Ringfort (Rath), Aghavannagh, Co. Wicklow
Co. Wicklow |
Ringforts
Most ringforts, those circular enclosures of early medieval Ireland built to protect a farmstead and its inhabitants, sit on elevated ground where a family could keep watch over the surrounding landscape.
This one, in the Aghavannagh valley of south Wicklow, breaks that pattern entirely. It occupies low ground near the confluence of the Aghavannagh River and a smaller stream, tucked into the valley floor rather than commanding it. That choice of position is quietly puzzling, and it gives the site a character distinct from the thousands of similar enclosures scattered across higher ground elsewhere in the country.
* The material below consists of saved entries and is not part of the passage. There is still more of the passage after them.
PR #5840, opened 2024-01-03
feat(e2ei): remove device storage for e2ei cert

aweiss-dev:
This cert storage was a leftover from early development. Certificates are stored by core-crypto already and should be retrieved from there.

### DIFF
--- a/packages/core/src/Account.ts
+++ b/packages/core/src/Account.ts
@@ -238,13 +238,11 @@ export class Account extends TypedEventEmitter<Events> {
     displayName,
     handle,
     discoveryUrl,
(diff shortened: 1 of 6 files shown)


PatrykBuniX (approved):

packages/core/src/Account.ts
```diff
@@ -238,11 +238,13 @@ export class Account extends TypedEventEmitter<Events> {
     displayName,
     handle,
     discoveryUrl,
+    hasActiveCertificate,
```
atomrc, line 241: why not querying coreCrypto down the line rather than expecting the consumer to give that information?

PR #5857, opened 2024-01-08
fix: Delete secrets store when account is wiped

atomrc:
This will make sure the `secets-db ` is wiped when the account is wiped. 

For that, we need to keep track of the secretDB instance in order to wipe it. So we need to change a bit how secret keys are generated. 

Previously generating a secret key would fire up a DB that would be closed right after (and potentially re-openned later on). 
Now we always create the secret DB and eventually use it to generate a key

### DIFF
--- a/packages/core/src/secretStore/secretKeyGenerator.test.ts
+++ b/packages/core/src/secretStore/secretKeyGenerator.test.ts
@@ -17,135 +17,50 @@
  *
  */
 
-import {Decoder, Encoder} from 'bazinga64';
+import {EncryptedStore, createCustomEncryptedStore, createEncryptedStore} from './encryptedStore';
+import {generateSecretKey} from './secretKeyGenerator';
 
-import {generateSecretKey, CorruptedKeyError} from './secretKeyGenerator';
-
-const systemCryptos = {
-  v0: {
-    encrypt: async (value: Uint8Array) => {
-      return value;
-    },
-    decrypt: async (value: Uint8Array) => {
-      return value;
-    },
-    version: undefined,
-  },
-
-  v01: {
-    encrypt: async (value: Uint8Array) => {
-      return Encoder.toBase64(value).asBytes;
-    },
-    decrypt: async (value: Uint8Array) => {
-      const str = new TextDecoder().decode(value);
-      return Decoder.fromBase64(str).asBytes;
-    },
-    version: undefined,
-  },
-
-  v1: {
-    encrypt: async (value: string) => {
-      const encoder = new TextEncoder();
-      return encoder.encode(value);
-    },
-    decrypt: async (value: Uint8Array) => {
-      const decoder = new TextDecoder();
-      return decoder.decode(value);
-    },
-    version: 1,
-  },
+const customCrypto = {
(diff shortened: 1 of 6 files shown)


packages/core/src/secretStore/secretKeyGenerator.test.ts
```diff
@@ -17,135 +17,50 @@
...
-    encrypt: async (value: string) => {
-      const encoder = new TextEncoder();
-      return encoder.encode(value);
-    },
-    decrypt: async (value: Uint8Array) => {
-      const decoder = new TextDecoder();
-      return decoder.decode(value);
-    },
-    version: 1,
-  },
```
atomrc, line 56: Those tests for the handling of different system crypto version has been moved to the webapp (PR coming soon). 
The core should not be aware of any system crypto (use for Electron).

packages/core/src/secretStore/secretKeyGenerator.ts
```diff
@@ -38,50 +32,15 @@ export type GeneratedKey = {
...
-          if (isBase64.test(decrypted)) {
-            return Decoder.fromBase64(decrypted).asBytes;
-          }
-          // Between June 2022 and October 2022, the systemCrypto returned a string encoded in UTF-8
-          const encoder = new TextEncoder();
-
-          return encoder.encode(decrypted);
-        },
-      }
-    : undefined;
```
atomrc, line 79: Those tests for the handling of different system crypto version has been moved to the webapp (PR coming soon).
The core should not be aware of any system crypto (use for Electron).

packages/core/src/secretStore/secretKeyGenerator.test.ts
```diff
@@ -17,135 +17,50 @@
...
-
-      expect(key).toBeDefined();
-
-      try {
-        await generateSecretKey({dbName, systemCrypto: crypto2, keyId});
-      } catch (e) {
-        expect(e).toBeInstanceOf(CorruptedKeyError);
-      }
-    },
-  );
```
atomrc, line 124: see https://github.com/wireapp/wire-web-packages/pull/5857/files#r1444722319

packages/core/src/secretStore/secretKeyGenerator.test.ts
```diff
@@ -17,135 +17,50 @@
...
  */
 
-import {Decoder, Encoder} from 'bazinga64';
+import {EncryptedStore, createCustomEncryptedStore, createEncryptedStore} from './encryptedStore';
+import {generateSecretKey} from './secretKeyGenerator';
 
-import {generateSecretKey, CorruptedKeyError} from './secretKeyGenerator';
-
-const systemCryptos = {
-  v0: {
```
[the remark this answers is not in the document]
atomrc: correct, this logic now completely lives in the webapp. since the webapp version and the core version are always corrolated, we will not need to handle backward compat (see https://github.com/wireapp/wire-webapp/pull/16491/files#diff-5d5af779079c6b10bb91ed68e976c0bad494d65f6fdca4b1c4c30a85707363ecR1)
But that is an excellent question :)

PatrykBuniX (approved):
Looks good 🚀

PR #216, opened 2017-05-12
Reduce time between editing contacts and seeing those changes in the app

michaelkirk:
* Move a couple lib methods behind our own interface
* Cache parsing phone numbers since it's expensive
* I considered caching formatting as well since it's also a bit
  expensive, but generating an appropriate cache key was actually slower
  than the raw implementation.

PTAL @charlesmchen

### DIFF
--- a/src/Contacts/PhoneNumberUtil.m
+++ b/src/Contacts/PhoneNumberUtil.m
@@ -52,6 +52,13 @@
 
     if (!result) {
         result = [self.nbPhoneNumberUtil parse:numberToParse defaultRegion:defaultRegion error:error];
+        if (error && *error) {
+            OWSAssert(!result);
+            return nil;
+        }
+
+        OWSAssert(result);
+
         if (result) {
             [self.parsedPhoneNumberCache setObject:result forKey:hashKey];
         } else {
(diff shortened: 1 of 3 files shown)


src/Contacts/PhoneNumberUtil.m
```diff
@@ -32,13 +34,45 @@ - (instancetype)init {
...
+                    defaultRegion:(NSString *)defaultRegion
+                            error:(NSError **)error
+{
+    NSString *hashKey = [NSString stringWithFormat:@"numberToParse:%@defaultRegion:%@", numberToParse, defaultRegion];
+
+    NBPhoneNumber *result = [self.parsedPhoneNumberCache objectForKey:hashKey];
+
+    if (!result) {
+        result = [self.nbPhoneNumberUtil parse:numberToParse defaultRegion:defaultRegion error:error];
+        if (result) {
```
charlesmchen: `if (result && !error) {`

and log error if non-nil?

charlesmchen: Also `error` parameter will be nil the second time we try to parse an invalid phone number, which might affect logging at caller. NBD?

charlesmchen (approved):
LGTM

src/Contacts/PhoneNumberUtil.m
michaelkirk: Good call, I opted to just never cache when there's an error.

PR #217, opened 2017-05-15
Charlesmchen/attachment filenames

charlesmchen:
* Rename attachment source filename property.
* Persist attachment file paths.

PTAL @michaelkirk

### DIFF
--- a/src/Messages/Attachments/TSAttachment.m
+++ b/src/Messages/Attachments/TSAttachment.m
@@ -88,7 +88,7 @@ NSUInteger const TSAttachmentSchemaVersion = 3;
     if (!_sourceFilename) {
         // renamed _filename to _sourceFilename
         _sourceFilename = [coder decodeObjectForKey:@"filename"];
-        OWSAssert(_sourceFilename || [_sourceFilename isKindOfClass:[NSString class]]);
+        OWSAssert(!_sourceFilename || [_sourceFilename isKindOfClass:[NSString class]]);
     }
 
     return self;
--- a/src/Messages/Attachments/TSAttachment.m
+++ b/src/Messages/Attachments/TSAttachment.m
@@ -22,7 +22,7 @@ NSUInteger const TSAttachmentSchemaVersion = 3;
 - (instancetype)initWithServerId:(UInt64)serverId
                    encryptionKey:(NSData *)encryptionKey
                      contentType:(NSString *)contentType
-                        filename:(nullable NSString *)filename
+                  sourceFilename:(nullable NSString *)sourceFilename
 {
     self = [super init];
     if (!self) {
@@ -33,14 +33,14 @@ NSUInteger const TSAttachmentSchemaVersion = 3;
     _encryptionKey = encryptionKey;
     _contentType = contentType;
     _attachmentSchemaVersion = TSAttachmentSchemaVersion;
-    _filename = filename;
+    _sourceFilename = sourceFilename;
 
     return self;
 }
 
 // This constructor is used for new instances of TSAttachmentStream
 // that represent new, un-uploaded outgoing attachments.
-- (instancetype)initWithContentType:(NSString *)contentType filename:(nullable NSString *)filename
+- (instancetype)initWithContentType:(NSString *)contentType sourceFilename:(nullable NSString *)sourceFilename
 {
     self = [super init];
     if (!self) {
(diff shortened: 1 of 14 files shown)


charlesmchen:
See: https://github.com/WhisperSystems/Signal-iOS/pull/2116

src/Messages/Attachments/TSAttachment.m
```diff
@@ -85,6 +85,12 @@ - (nullable instancetype)initWithCoder:(NSCoder *)coder
         _attachmentSchemaVersion = TSAttachmentSchemaVersion;
     }
 
+    if (!_sourceFilename) {
+        // renamed _filename to _sourceFilename
+        _sourceFilename = [coder decodeObjectForKey:@"filename"];
+        OWSAssert(_sourceFilename || [_sourceFilename isKindOfClass:[NSString class]]);
```
michaelkirk: Won't this fail for some attachments e.g. voice notes from android

src/Messages/Attachments/TSAttachmentStream.m
```diff
@@ -112,30 +116,110 @@ + (NSUInteger)numberOfItemsInAttachmentsFolder
...
-                                      inFolder:[[self class] attachmentsFolder]];
+    if (!self.localRelativeFilePath) {
+        return nil;
+    }
+
+    return [[[self class] attachmentsFolder] stringByAppendingPathComponent:self.localRelativeFilePath];
+}
+
+- (nullable NSString *)localFilePathWithTransaction:(YapDatabaseReadWriteTransaction *)transaction
+{
```
michaelkirk: nit: This method is a little hairy - I imagine because we use it all over the place while the TSAttachment's are in a variety of states.

Also, I'm surprised that this method  might save the attachment. Why does it need to do that?

Would it simplify things to create the localfile path in the corresponding init methods?

michaelkirk (commented):
Is the motivation for this PR an insurance policy against some future code change that might cause us to lose reference to the files on disk?

charlesmchen:
> Is the motivation for this PR an insurance policy against some future code change that might cause us to lose reference to the files on disk?

Yes.

src/Messages/Attachments/TSAttachment.m
charlesmchen: Fixed a typo! Thanks.

src/Messages/Attachments/TSAttachmentStream.m
charlesmchen: Yes!  This approach is horrible... but I couldn't think of something better.

> Would it simplify things to create the localfile path in the corresponding init methods?

You're right. I was trying to avoid this since we don't want to create a transaction within a transaction, but this can be avoided by doing the write asynchronously.

charlesmchen:
PTAL @michaelkirk

charlesmchen:
PTAL @michaelkirk

src/Messages/Attachments/TSAttachmentStream.m
```diff
@@ -55,6 +57,20 @@ - (instancetype)initWithPointer:(TSAttachmentPointer *)pointer
     _isUploaded = YES;
     self.attachmentType = pointer.attachmentType;
 
+    [self ensureLocalFilePath:NO];
```
michaelkirk: nit: I prefer labeled parameters, even if it makes for verbose names.

src/Messages/Attachments/TSAttachmentStream.m
```diff
@@ -206,8 +206,12 @@ - (nullable NSURL *)mediaURL
 
 - (void)removeFileWithTransaction:(YapDatabaseReadWriteTransaction *)transaction
 {
+    NSString *_Nullable localFilePath = self.localFilePath;
+    if (!localFilePath) {
+        return;
```
michaelkirk: Assertion failure // error log?

michaelkirk (commented):
LGTM

src/Messages/Attachments/TSAttachmentStream.m
charlesmchen: Done.

src/Messages/Attachments/TSAttachmentStream.m
charlesmchen: Done.

PR #218, opened 2017-05-15
remove checks for other country codes since it's expensive

michaelkirk:
Unfortunately calls to `NBPhoneNumberUtil parse:defaultRegion:error` are
not cheap, calling it with a bunch of permutations on every contact is
too expensive to justify it's incremental value unless we can get
upstream optimized.

e.g. for US numbers this was 26 extra calls per phone number

PTAL @charlesmchen 

**Before**

screen shot 2017-05-15 at 3 19 45 pm

**After**

screen shot 2017-05-15 at 4 16 20 pm

### DIFF
--- a/src/Contacts/PhoneNumber.m
+++ b/src/Contacts/PhoneNumber.m
@@ -169,18 +169,6 @@ static NSString *const RPDefaultsKeyPhoneNumberCanonical = @"RPDefaultsKeyPhoneN
                                        callingCodeForLocalNumber,
                                        sanitizedString],
                                       [self defaultRegionCode]);
-
-            // It's gratuitous to try all country codes associated with a given
-            // calling code, but it can't hurt and this isn't a performance
-            // hotspot.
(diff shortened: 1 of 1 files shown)


src/Contacts/PhoneNumber.m
```diff
@@ -169,18 +169,6 @@ + (PhoneNumber *)tryParsePhoneNumberFromUserSpecifiedText:(NSString *)text {
                                        callingCodeForLocalNumber,
                                        sanitizedString],
                                       [self defaultRegionCode]);
-
-            // It's gratuitous to try all country codes associated with a given
-            // calling code, but it can't hurt and this isn't a performance
-            // hotspot.
```
charlesmchen, line 175: > and this isn't a performance hotspot.

hmm...

charlesmchen (approved):
LGTM

src/Contacts/PhoneNumber.m
michaelkirk: 🤷‍♀️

The rath, as this type of earthwork enclosure is also known, takes a circular form roughly 28 metres in diameter. Its defining bank, standing about 1.25 metres high, is built from earth and stone, with drystone wall-facing on its outer face and some stone-facing on the interior as well. What sets it apart further is the entrance on the western side, where stone steps approximately one metre wide have survived. These steps are thought to represent the original point of access, a rare survival of what would once have been a deliberate and probably quite formal threshold. Unlike the majority of ringforts, this one shows no trace of a fosse, the defensive ditch that typically runs around the outside of the bank. Inside, there are no structural remains of the kind usually associated with early settlement. What does survive, unexpectedly, are the remains of four corn ricks, suggesting the enclosure was put to agricultural use at some point in its later life. The site appears on the Ordnance Survey six-inch map of 1838, confirming it was a recognisable feature of the valley landscape well into the nineteenth century.